I lusted for him on the spot. He carried a battered guitar with him wrapped in a worn sheet of Christmas paper. The Metro scout was the first to notice him and asked if he could actually play that thing, to which
Lucky mumbled he reckoned he could.
“Anytime, son,” the Metro scout snapped, and off came the wrapping paper, as gently as a newborn’s diaper, and he slung it with a length of twine over his broad shoulder and out came norteño, as sweet and ancient as anything I might have heard from a roving orange picker. And when he finished, the scout sniffed and asked if he knew any white men’s songs, to which Lucky addressed the dust once more, saying, “I suppose I do but don’t rightly feel like playin’ ’em.”
This was too much for the Metro scout but just enough for me. I packed him shotgun and left the rest of that morning’s haul in the back, gripping the slats of the flatbed, and listened to him strum all the way down Hollywood Boulevard to Highland.
That first day, I put in a good word with that day’s director (John Ford, perhaps?) and got him a few lines. He was happy with the bump, and we had lunch together, where I pretended to eat a piece of cherry pie while he wolfed down three burgers. He told me of his father’s place in Perris, not France, he said. A small cattle spread where he’d worked since he could stand. The day laborers hired for castrating and branding season were the ones who taught him how to play and gee, if I wasn’t the spittin’ image of his baby sister. Something sunk in me at that, but I rallied and gave him my plate of shredded pie and asked him if he wanted to see the studio.

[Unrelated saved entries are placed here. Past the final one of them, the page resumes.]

PR #147, opened 2015-01-06
Fix PNG rendering of web pages when viewport is huge

### LINKED ISSUE #121: rasterizing of very large pages

immerrr:
This should close #121.

### DIFF
--- a/splash/browser_tab.py
+++ b/splash/browser_tab.py
@@ -1,20 +1,22 @@
 # -*- coding: utf-8 -*-
 from __future__ import absolute_import
+from cStringIO import StringIO
 import os
 import base64
 import copy
 import pprint
 import weakref
 import functools
+from PIL import Image
 from PyQt4.QtWebKit import QWebPage, QWebSettings, QWebView
-from PyQt4.QtCore import (Qt, QUrl, QBuffer, QSize, QTimer, QObject,
-                          pyqtSlot)
-from PyQt4.QtGui import QPainter, QImage, QMouseEvent, QKeyEvent
+from PyQt4.QtCore import Qt, QUrl, QSize, QTimer, QObject, pyqtSlot
+from PyQt4.QtGui import QMouseEvent, QKeyEvent
 from PyQt4.QtNetwork import QNetworkRequest
 from twisted.internet import defer
 from twisted.python import log
 from splash import defaults
-from splash.qtutils import qurl2ascii, OPERATION_QT_CONSTANTS, qt2py, WrappedSignal
+from splash.qtutils import (qurl2ascii, OPERATION_QT_CONSTANTS, qt2py,
+                            WrappedSignal, render_qwebpage)
 from splash.har.qt import cookies2har
 from splash.har.utils import without_private
 
@@ -489,20 +491,25 @@ class BrowserTab(QObject):
     def png(self, width=None, height=None, b64=False):
         """ Return screenshot in PNG format """
         self.logger.log("getting PNG", min_level=2)
-
-        image = QImage(self.web_page.viewportSize(), QImage.Format_ARGB32)
-        painter = QPainter(image)
-        self.web_page.mainFrame().render(painter)
-        painter.end()
+        image = render_qwebpage(self.web_page, self.logger)
         self.store_har_timing("_onScreenshotPrepared")
 
         if width:
-            image = image.scaledToWidth(width, Qt.SmoothTransformation)
+            assert width > 0
+            old_width, old_height = image.size
+            if old_width > 0:
+                new_height = int(old_height * width / float(old_width))
+                image = image.resize((width, new_height),
+                                     resample=Image.BILINEAR)
+            else:
+                image = image.crop((0, 0, width, old_height))
+        else:
+            width = image.size[0]
         if height:
-            image = image.copy(0, 0, width, height)
-        b = QBuffer()
+            image = image.crop((0, 0, width, height))
+        b = StringIO()
         image.save(b, "png")
-        result = bytes(b.data())
+        result = bytes(b.getvalue())
         if b64:
             result = base64.b64encode(result)
         self.store_har_timing("_onPngRendered")
--- a/splash/defaults.py
+++ b/splash/defaults.py
@@ -18,6 +18,18 @@ MAX_HEIGTH = 1080
 
 AUTOLOAD_IMAGES = 1
 
+# There's a bug in Qt that manifests itself when width or height of rendering
+# surface (aka the png image) is more than 32768.  Usually, this is solved by
+# rendering the image in tiled manner and obviously, TILE_MAXSIZE must not
+# exceed that value.
+#
+# Other than that, the setting is a tradeoff between performance and memory
+# usage, because QImage that acts as a rendering surface is quite a resource
+# hog.  So, if you increase tile size you may end up using a lot more memory,
+# but there is less image pasting and the rendering is faster.  As of now, 2048
+# size is chosen to fit commonly used 1080p resolution in one tile.
+TILE_MAXSIZE = 2048
+
 # defaults for render.json endpoint
 DO_HTML = 0
 DO_IFRAMES = 0
--- a/splash/qtutils.py
+++ b/splash/qtutils.py
@@ -6,16 +6,20 @@ import sys
 import time
 import itertools
 import functools
+import struct
+import array
 
 from twisted.python import log
-from PyQt4.QtGui import QApplication
+from PIL import Image
+from PyQt4.QtGui import QApplication, QImage, QPainter
 from PyQt4.QtCore import (
     QAbstractEventDispatcher, QVariant, QString, QObject,
-    QDateTime, QRegExp,
+    QDateTime, QRegExp, QSize, QRect
 )
 from PyQt4.QtCore import QUrl
 from PyQt4.QtNetwork import QNetworkAccessManager, QNetworkReply
 
+from splash import defaults
 from splash.utils import truncated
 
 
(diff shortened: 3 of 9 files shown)


kmike:
It doesn't fix an example from #121 for me - returned image is still invalid. Does it work for you?

Also, for me the new test passes even without introduced BrowserTab.png changes.

I'm using OS X 10.10.1,  Qt 4.8.6, PyQt 4.11.1, WebKit 534.34, sip 4.16.3, Twisted 14.0.2, Lua 5.2

kmike:
.. but it could - http://127.0.0.1:8050/render.png?url=http://www.w3.org/TR/2010/REC-xhtml-basic-20101123/&viewport=full&wait=0.5 uses 4.7GB peak on my local machine.

splash/browser_tab.py
```diff
@@ -731,3 +730,64 @@ def log(self, message, min_level=None):
...
+                       min_level=2)
+            web_page.mainFrame().render(tile_painter)
+            pil_tile_image = qimage_to_pil_image(tile_image)
+
+            logger.log("Pasting rendered tile to coords: %s" %
+                       ((left, top),),
+                       min_level=2)
+            pil_image.paste(pil_tile_image, (left, top))
+    tile_painter.end()
+    return pil_image_to_qimage(pil_image)
```
kmike: Why do we need to create QImage from PIL image? `pil_image_to_qimage` takes extra 6 seconds for w3.org example, and PIL can resize images and convert them to PNG just fine (I even expect it to be faster).

kmike: .. and it seems it is QImage creation which uses 4GB of memory; building of PIL image tops at 360MB if a smaller tile size is used (1024px). For 512px tiles top memory usage is 280MB. I suggest to use smaller tile size like this (or maybe larger, to fit common screen widths) because it seems Qt is a memory hog here - with 16384 tile it uses more than 2GB when rendering. With 512px tiles rendering is about 2x slower than with 16K tiles; we need to find a balance.

splash/browser_tab.py
```diff
@@ -731,3 +729,95 @@ def log(self, message, min_level=None):
...
+
+def _qimage_to_pil_image(qimage):
+    """Convert QImage (in ARGB32 format) to PIL.Image (in RGBA mode)."""
+    # In our case QImage uses 0xAARRGGBB format stored in host endian order,
+    # we must convert it to [0xRR, 0xGG, 0xBB, 0xAA] sequences used by pillow.
+    buf = qimage.bits().asstring(qimage.numBytes())
+    if not _is_little_endian:
+        # If host is big-endian, convert to little-endian first.
+        count = len(buf) // 4
+        buf = struct.pack('<%di' % count, *struct.unpack('=%di' % count, buf))
```
immerrr: It is documented as follows [here](http://qt-project.org/doc/qt-4.8/qimage.html#image-formats):

*... the QRgb typedef is equivalent to an unsigned int containing an ARGB quadruplet on the format 0xAARRGGBB.*
*32-bit images have no color table; instead, each pixel contains an QRgb value. There are three different types of 32-bit images storing RGB (i.e. 0xffRRGGBB), ARGB and premultiplied ARGB values respectively....*

Yes, we can and it is indeed faster. We'll lose exotic middle-endian support, but it should be ok. Changed.

splash/browser_tab.py
```diff
@@ -731,3 +729,95 @@ def log(self, message, min_level=None):
...
+                       ((left, top),),
+                       min_level=2)
+            pil_image.paste(pil_tile_image, (left, top))
+    tile_painter.end()
+    return _pil_image_to_qimage(pil_image)
+
+
+# XXX: brain-dead simple endianness detection, is there a better way?
+_is_little_endian = \
+    struct.pack('<i', 0x11223344) != struct.pack('=i', 0x11223344)
```
immerrr: Done.

splash/browser_tab.py
immerrr: The only reason is making the function a drop-in replacement. Sure, we can ditch QImage completely.

kmike: Tile size looks like an important number to tweak - could you please move it to defaults.py?
I also wonder if square tiles of fixed size are always the best. For example, if we have a page which is 1200px wide and use 1000px tiles then we'll render 2 tiles per row: one 1000px wide and another 200px wide, both 1000px high. Won't it be better to use a single 1200x(1000/1.2)px tile? It has the same area (and thus uses the same amount of memory), but we'll need less such tiles, so rendering could be faster (which I'm unsure of though, it is better to check that).

splash/browser_tab.py
```diff
@@ -731,3 +730,64 @@ def log(self, message, min_level=None):
...
+    tile_painter = QPainter(tile_image)
+    viewport = QRect(0, 0, size.width(), size.height())
+    tile_painter.setViewport(viewport)
+
+    # The other bug manifests itself when you do painter.drawImage trying to
+    # concatenate tiles onto a single image and once you reach 32'768 along
+    # either dimension all of a sudden drawImage simply stops drawing anything.
+    # The simplest workaround that comes to mind is to use pillow for pasting
+    # images.
+    pil_image = Image.new(mode='RGBA',
```
kmike: A minor style tweak :) If you create a "size" variable and then use it in `Image.new(.., size=size)` then it'll be the same amount of code lines, but less indentation.

immerrr: There already *is* a `size` variable, but it's QSize and is not iterable to be converted to tuple inline. Do you insist on making another size variable? :)

If not, I'd leave it as is for now but look out for such situations in future.

kmike: it was only a suggestion, don't worry :)

splash/qtutils.py
```diff
@@ -217,3 +221,125 @@ def connect(self, func, **kwargs):
...
+    if size.width() < tile_maxsize and size.height() < tile_maxsize:
+        image = QImage(size, QImage.Format_ARGB32)
+        painter = QPainter(image)
+        web_page.mainFrame().render(painter)
+        # It is important to end painter explicitly in python code, because
+        # Python finalizer invocation order, unlike C++ destructors, is not
+        # deterministic and there is a possibility of image's finalizer running
+        # before painter's which may break tests and kill your cat.
+        painter.end()
+        return qimage_to_pil_image(image)
```
kmike: Could you please check if Splash becomes slower these basic use cases or not?

splash/qtutils.py
```diff
@@ -217,3 +221,125 @@ def connect(self, func, **kwargs):
...
+        # If host is big-endian, convert endianness first.
+        buf = swap_byte_order_i32(buf)
+    # QImage's 0xARGB in little-endian becomes [0xB, 0xG, 0xR, 0xA] for pillow,
+    # hence the 'BGRA' decoder argument.
+    return Image.frombytes(
+        'RGBA', (qimage.size().width(), qimage.size().height()), buf,
+        'raw', 'BGRA')
+
+
+def pil_image_to_qimage(pil_image):
```
kmike: This function is unused; even though it may be useful in some cases, I think it is better to delete it from Splash.

splash/qtutils.py
```diff
@@ -217,3 +221,125 @@ def connect(self, func, **kwargs):
...
+_is_little_endian = struct.pack('<i', 0x1122) == struct.pack('=i', 0x1122)
+
+
+def qimage_to_pil_image(qimage):
+    """Convert QImage (in ARGB32 format) to PIL.Image (in RGBA mode)."""
+    # In our case QImage uses 0xAARRGGBB format stored in host endian order,
+    # we must convert it to [0xRR, 0xGG, 0xBB, 0xAA] sequences used by pillow.
+    buf = qimage.bits().asstring(qimage.numBytes())
+    if not _is_little_endian:
+        # If host is big-endian, convert endianness first.
```
kmike: a nitpick: this comment is unneeded, variable and function names are already good

splash/qtutils.py
```diff
@@ -217,3 +221,125 @@ def connect(self, func, **kwargs):
...
+    """
+    size = web_page.viewportSize()
+
+    # A bug is triggered when width or height is >= 32768 and tile maxsize must
+    # not exceed that value.
+    #
+    # Other than that, the setting is a tradeoff between performance and memory
+    # usage, because QImage is quite a resource hog.  So, if you increase tile
+    # size you may end up using a lot more memory, but there is less image
+    # pasting and the rendering is faster.
```
kmike: This comment could be more visible if put in defaults.py.

splash/qtutils.py
kmike: If Splash becomes slower we need to keep the old fast-path.

splash/defaults.py
```diff
@@ -18,6 +18,8 @@
 
 AUTOLOAD_IMAGES = 1
 
+TILE_MAXSIZE = 2048
```
kmike: :+1: looks like a good default value

splash/qtutils.py
immerrr: done

splash/qtutils.py
immerrr: done

splash/qtutils.py
immerrr: done

kmike:
:cake:

PR #154, opened 2015-01-12
(WIP) Optimize png rendering

immerrr:
This is a work-in-progress PR to avert performance impact of the latest tiled rendering patch.

### DIFF
--- a/docs/scripting-ref.rst
+++ b/docs/scripting-ref.rst
@@ -934,8 +934,9 @@ Return performance-related statistics.
 
 **Signature:** ``splash:get_perf_stats()``
 
-This function returns a table that can be useful for performance analysis.  As
-of now, it provides:
+**Returns:** a table that can be useful for performance analysis.
+
+As of now, this table contains:
 
 * ``walltime`` - (float) number of seconds since epoch, analog of ``os.clock``
 * ``cputime`` - (float) number of cpu seconds consumed by splash process
--- a/docs/scripting-ref.rst
+++ b/docs/scripting-ref.rst
@@ -925,6 +925,23 @@ Example:
 
 Named arguments are not supported for this function.
 
+.. _splash-get-perf-stats:
+
+splash:get_perf_stats
+---------------------
+
+Return performance-related statistics.
+
+**Signature:** ``splash:get_perf_stats()``
+
+This function returns a table that can be useful for performance analysis.  As
+of now, it provides:
+
+* ``walltime`` - (float) number of seconds since epoch, analog of ``os.clock``
+* ``cputime`` - (float) number of cpu seconds consumed by splash process
+* ``maxrss`` - (int) high water mark number of bytes of RAM consumed by splash
+  process
+
 .. _splash-args:
 
 splash.args
--- a/splash/browser_tab.py
+++ b/splash/browser_tab.py
@@ -498,7 +498,7 @@ class BrowserTab(QObject):
         self.store_har_timing("_onScreenshotPrepared")
 
         b = StringIO()
-        image.save(b, "png")
+        image.save(b, "png", compress_level=defaults.PNG_COMPRESSION_LEVEL)
         result = bytes(b.getvalue())
         if b64:
             result = base64.b64encode(result)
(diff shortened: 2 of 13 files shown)


immerrr:
I've implemented resizing the images during painting, here are the visual differences: http://imgur.com/a/0qTp1. In short, letters are crispier, but "jumpier".

As for performance, I've made up a simple benchmark script that employs `benchmark_png` function implemented in https://github.com/immerrr/splash/commit/7cd72feb802b1024fbcbe34dfd50d7a13caed2ed:
```python
from splash.tests.stress import benchmark_png

for url in ["http://wikipedia.org",
            "http://google.com",
            "http://www.w3.org/TR/2010/REC-xhtml-basic-20101123/"]:
    for width in [None, 500, 2000]:
        try:
            print "url: ", url, "width: ", width, "result: ", benchmark_png(
                url=url, width=width)
        except Exception:
            import traceback
            print traceback.format_exc()
```

The results are as follows:

this-pr: ec149a5
after-fix: 7cd72fe
before-fix: 9adf4e4

```
| url                                             | width | this-pr | after-fix | before-fix |
|-------------------------------------------------+-------+---------+-----------+------------|
| http://wikipedia.org                            |  None |   0.128 |     0.127 |      0.113 |
| http://wikipedia.org                            |   500 |   0.090 |     0.163 |      0.127 |
| http://wikipedia.org                            |  2000 |   0.963 |     1.617 |      1.450 |
| http://google.com                               |  None |   0.030 |     0.030 |      0.030 |
| http://google.com                               |   500 |   0.020 |     0.033 |      0.030 |
| http://google.com                               |  2000 |   0.190 |     0.273 |      0.243 |
| http://w3.org                                   |  None |   0.213 |     0.213 |      0.193 |
| http://w3.org                                   |   500 |   0.163 |     0.240 |      0.193 |
| http://w3.org                                   |  2000 |   1.840 |     2.380 |      2.023 |
| http://w3.org/TR/2010/REC-xhtml-basic-20101123/ |  None |   3.490 |     3.477 |         xx |
| http://w3.org/TR/2010/REC-xhtml-basic-20101123/ |   500 |   0.763 |     2.340 |         xx |
| http://w3.org/TR/2010/REC-xhtml-basic-20101123/ |  2000 |   9.943 |    16.213 |         xx |

```

kmike:
Looks good! New resizing provides a better image quality IMHO, and the speed boost looks great.

A few questions:

1. Is splash/benchmark.py still needed?
2. Could you please check the speed with width > TILE_MAXSIZE, e.g 2050px?
3. Could you please also check it on an images-heavy website like http://blog.pinterest.com/?
4. How did the memory consumption change? 
5. Tests are failing - why? They shold be fixed before merging.

immerrr:
re:splash/benchmark.py
That file is useful to run detailed benchmarks with proper utilities.  I agree it doesn't make much sense to update it with every change to rendering workflow, but it can be useful for developers to do some hard-figure benchmarks. Can we have it stashed somewhere with a big disclaimer saying that it may get out of date?

The reason why I'm asking is because one of such benchmarks has shown that:
- most of rendering time is spent serializing the image in PNG format, 70 - 90%, on all of the sites I've tested.
- `QImage->QBuffer` serialization takes same time as `QImage->PIL.Image->cStringIO.StringIO`, and it is no more than 5% of total render time, decreasing when increasing image size
- rendering starts to take same amount of time as png serialization at tile size of 128x128

On one hand, this means that we cannot win much cpu time fine-tuning the rendering algo, e.g. increasing tile size. On the other we can easily trade 15-50% of cpu time for 10-15% of png size by using minimum compression_level. I'd say we do that and probably add `compression_level` argument to query params for users to play with.

re: maxrss, re:images-heavy, re: width>2048
Here's the updated benchmark result table: https://gist.github.com/immerrr/bd0a474d538e46b24415. Note the "4.complevel" entry that denotes saving png with undocumented `compression_level=1` parameter.

re: failing tests
looks like binary mismatch of resulting pngs, will look closer tomorrow

kmike:
Looks great, thanks!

I led him through Little Europe, past the colonnades of the casino at Monte Carlo to the steps of Notre Dame. And his face, his shiny, open face, was like a new penny. Well, tie me to a tree or dip me in spit. Rural references took on the luster of Keats as he quipped over everything he saw. How the heck they figure that? I’ll be dog danged if that don’t look like real stone. The sun was going down. The arcs were being set for the night’s shooting and I felt the day begin to lose its luster. I knew the hard physics of this world, knew he had no contract in his sights, knew these moments would be our last together. But I simply wanted to drink him in, see the way his limp thumb flicked the cowlick from his eyes, the way his lips shuddered shy of those crooked teeth before he smiled. And in my mind, I could give him warmth, a heartbeat, a future. I could age the playfulness in his eyes to full passion and lift his callused hand to my stunted breast and he would feel something that could torture him there.